Streamline the rules into their core essence, like getting rid of ability scores altogether and just going with modifiers.  
Make races more generic, but give the flexibility of traits tied to the background.

sort of like this:


----------



## Vaalingrade (Jul 11, 2022)

Zardnaar said:


> Bit to swingy.
> 
> I would make them have a higher crit range instead and the rapier wouldn't be the only 18-20 crit weapon.
> 
> Champion could crit on 15+ using the right weapon.



But in the true perfect edition, there are no Champion Fighters.


----------



## Zardnaar (Jul 12, 2022)

Vaalingrade said:


> But in the true perfect edition, there are no Champion Fighters.




Might not use that term might be keen for example. 

 But if I overhauled the 5E fighter a lot of the late game stuff would be groughy forward eg 4th attack level 15, 3rd attack level 10. More save proficiency etc.


----------



## EzekielRaiden (Jul 12, 2022)

Vaalingrade said:


> But in the true perfect edition, there are no Champion Fighters.



While I appreciate the scathing wit, there really should be a simple Fighter option. It just needs to be actually, y'know, _good_.

But IMO there should be simple versions of nearly every class (in an ideal world, _actually_ every class.) And complex versions too. Because "likes character archetype as a fictional concept" and "likes simplicity"/"likes complexity" are _completely orthogonal things_. There are people who want complex Fighters and simple Wizards. Supporting that should be a major goal.

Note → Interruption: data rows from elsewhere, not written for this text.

Issue #702, opened 2020-05-06
Support Vimeo embeds


kptdobe:
See https://theblog.adobe.com/slow-down-and-speed-up-clips-in-premiere-rush/.

Required for https://github.com/adobe/theblog/issues/186

kptdobe:
> I couldn't find the exact video URLs

I think that's a general issue, it seems that you can export the video and only get the player url. For Soundcloud, I had the same issue that I solved by requesting the player url and extract the direct url from the dom meta (see https://github.com/adobe/helix-theblog-importer/blob/master/src/index.js#L44-L64)

Video does not provide the "direct" url. See https://player.vimeo.com/video/349091463

One option would be to keep the player url and `helix-embed` would be able to deal with it.
WDYT ?

trieloff:
I created a private video (only visible for people who have the URL), copied the URL in Vimeo and it still works: https://adobeioruntime.net/api/v1/web/helix/helix-services/embed@v1/https://vimeo.com/415498678/5349aa3e1f – so for private videos I think authors will be able to still share and embed them.

kptdobe:
For the import, it is more the other way around: we only have the player url, I can use it for the embed but then it does not work: https://adobeioruntime.net/api/v1/web/helix/helix-services/embed@v1/https://player.vimeo.com/video/349091463

kptdobe:
My proposal is to make helix-embed smarter and use the player url as is if this is the one provided.

MarquiseRosier:
{
        "s": "^https?:\\/\\/player\\.vimeo\\.com\\/video\\/(\\d+)",
        "m": "i"
    },

This is on the list actually!

Issue #701, opened 2020-05-06
Support Instagram embeds


kptdobe:
See https://theblog.adobe.com/wrapping-feelings-in-works-of-art-with-photoshop-on-the-ipad/

Needed for https://github.com/adobe/theblog/issues/186

Issue #700, opened 2020-05-06
Support Twitter embeds


kptdobe:
See https://theblog.adobe.com/the-best-of-summit-2020-so-far/.

Required for https://github.com/adobe/theblog/issues/186

kptdobe:
oh yeah, this would have been pretty unexpected ;)

Good point, I did not check if this is already supported :)
At least, no fully.

PR #703, opened 2020-05-06
Whitelist more embeds

trieloff:
Fix for #700 #701 and #702 

For adobe/theblog#186


MarquiseRosier:
I think we should just get the list from IFramely and auto generate the whitelist so that we don't run into the issue of not supporting embeds unless it's something we really don't support yet!

trieloff:
I think using the iFramely whitelist is a good idea for helix pages. Let’s open another issue for that.

MarquiseRosier:
> I think using the iFramely whitelist is a good idea for helix pages. Let’s open another issue for that.

Ok! :)

PR #728, opened 2020-05-22
fix(all pipes): get-metadata is not map-enumeration stable

### LINKED ISSUE #669: get-metadata is not map-enumeration stable
**Description**
the `meta` properties on the mdast nodes are computed based on the entries of an object:

```js
    types.push(...Object.entries(typecounter) // get pairs of type, count
      .sort((left, right) => left[1] < right[1]) // sort descending by count
      .slice(0, 3) // take the top three
      .map(([name]) => name) // keep only the type
      .reduce((names, name) => [`${names[0] || 'is'}-${name}`, ...names], [])); // generate names
```

this leads to different results, depending on the enumeration.

**To Reproduce**
- run helix-cli test on node10 vs node 12:

```
      + expected - actual

             "nb-text-3"
             "nb-blockquote-1"
             "nb-delete-1"
             "nb-heading-1"
      -      "is-html-text-blockquote"
      -      "is-html-text"
      -      "is-html"
      +      "is-text-html-blockquote"
      +      "is-text-html"
      +      "is-text"
           ]
         }
```

ramboz:
Force alphabetical sorting of types in case of collisions.

fix #669


trieloff:
Leave @lkrapf out of this, you need the *other* Lars ;)

ramboz:
Blocked by https://github.com/adobe/helix-cli/pull/1412

PR #737, opened 2020-05-28
feat(pipe): move image handler into pipeline step

### LINKED ISSUE #706: Move image handler into pipeline step before "meta"
Helix Pages now uses `context.content.image` in the metadata, but in case of Azure blob store images it unfortunately doesn't contain the `/hlx_*` URL.

@tripodsan suggested to move the image handler, which is currently rewriting blob store links on the VDOM as part of the "html" step, into its own "image" step and insert it before "meta", so the image URLs are already rewritten in the mdast when metadata is being extracted.

rofe:
Fix #706


src/html/rewrite-blob-images.js
```diff
@@ -0,0 +1,34 @@
...
+function rewrite({ content }) {
+  if (!content.mdast) {
+    return;
+  }
+  visit(content.mdast, (node) => {
+    if (node.type === 'image'
+      && /^https:\/\/hlx\.blob\.core\.windows\.net\/external\//.test(node.url)) {
+      const { pathname, hash } = new URL(node.url);
+      const filename = pathname.split('/').pop();
+      const extension = hash.includes('.') ? hash.split('.').pop() : 'jpg';
```
trieloff, line 28: Maybe we need this: https://github.com/adobe/helix-shared/issues/301

PR #743, opened 2020-06-03
feat(pipe): use content-proxy to download content

### LINKED ISSUE #734: Fetch Markdown from Helix Content Proxy
Paraphrasing @davidnuescheler 

> GitHub is down more often than Fastly, so we should put a cache in front of it. Ideally one like `helix-content-proxy` that can also take care of the fstab resolution and fetch from the correct location, be it GitHub, Google, Word, or whatever else we come up with. 

This would enable us to have a more solid cache for content that is managed by the customer's Fastly instance and can be cleared on demand. Theoretically, we would just replace the `.html` in the original request URI with `.md` (https://github.com/adobe/helix-publish/issues/452) to get the Markdown.

### Challenges

As outlined in https://github.com/adobe/helix-publish/issues/452 we need to agree on an approach that makes serving raw Markdown with long cache lifetimes practical from Fastly.

tripodsan:
fixes #734

BREAKING CHANGE: removed `fetch-fstab` and `fetch-external`


rofe:
Why is this considered a breaking change? As far as I can see, you are only adding a new step and extension point, not changing, removing or reordering extisting ones.

tripodsan:
> Why is this considered a breaking change? As far as I can see, you are only adding a new step and extension point, not changing, removing or reordering extisting ones.

because I removed the `fetch-fstab` and `fetch-external` which might be used directly in a pre.js.

tripodsan:
@trieloff I kept a fallback to load from github, if the github coordinates look like the ones from helix-simulator.

I don't like this too much. As an alternative we could make the content-proxy URL configurable (via secrets) and then tweak it in helix-simulator accordingly.

I think, once we have the content-proxy served via fastly, we anyways need to pass in the respective url.

src/html/fetch-content.js
```diff
@@ -0,0 +1,77 @@
...
+}) {
+  setdefault(context, 'content', {});
+  /* istanbul ignore next */
+  if (!request || !request.params) {
+    throw new Error('Request parameters missing');
+  }
+  const { content } = context;
+  const {
+    owner, repo, path, branch = 'master', ref,
+    contentProxyUrl = 'https://adobeioruntime.net/api/v1/web/helix/helix-services/content-proxy@v1',
```
tripodsan, line 25: @trieloff this would be set by VCL to use the correct runtime namespace. we want to run the content-proxy in the customers namespace.

tripodsan:
The smoke tests fail, because the polly recordings in helix-cli still use the raw.github to fetch the content.

src/defaults/json.pipe.js
```diff
@@ -29,6 +28,10 @@ const timing = require('../utils/timing');
 
 /* eslint newline-per-chained-call: off */
 
+function hasNoContent({ content }) {
+  return !(content !== undefined && content.body !== undefined);
```
kptdobe, line 32: `content.body` could also be null, no ?

why not simply:

```suggestion
  return content && content.body;
```

src/html/fetch-content.js
trieloff: I'd take the namespace from `__ow` so that we don't need VCL changes.

tripodsan: hmmm....good point :-)

src/defaults/json.pipe.js
tripodsan: so that you can specify a `''` content.

tripodsan: > `content.body` could also be null, no ?

I guess not.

Because there are a ton of people out there who would love to play Harry Potter, and find the D&D wizard...poorly supports this, to put it mildly. And there are folks who like both intricate/textured mechanics and swording things in the face. We've had inklings of both simple magic and complex martials in official D&D. It'd be great if that got a real serious, well-tested shot.


----------



## Horwath (Jul 12, 2022)

Vaalingrade said:


> But in the true perfect edition, there are no Champion Fighters.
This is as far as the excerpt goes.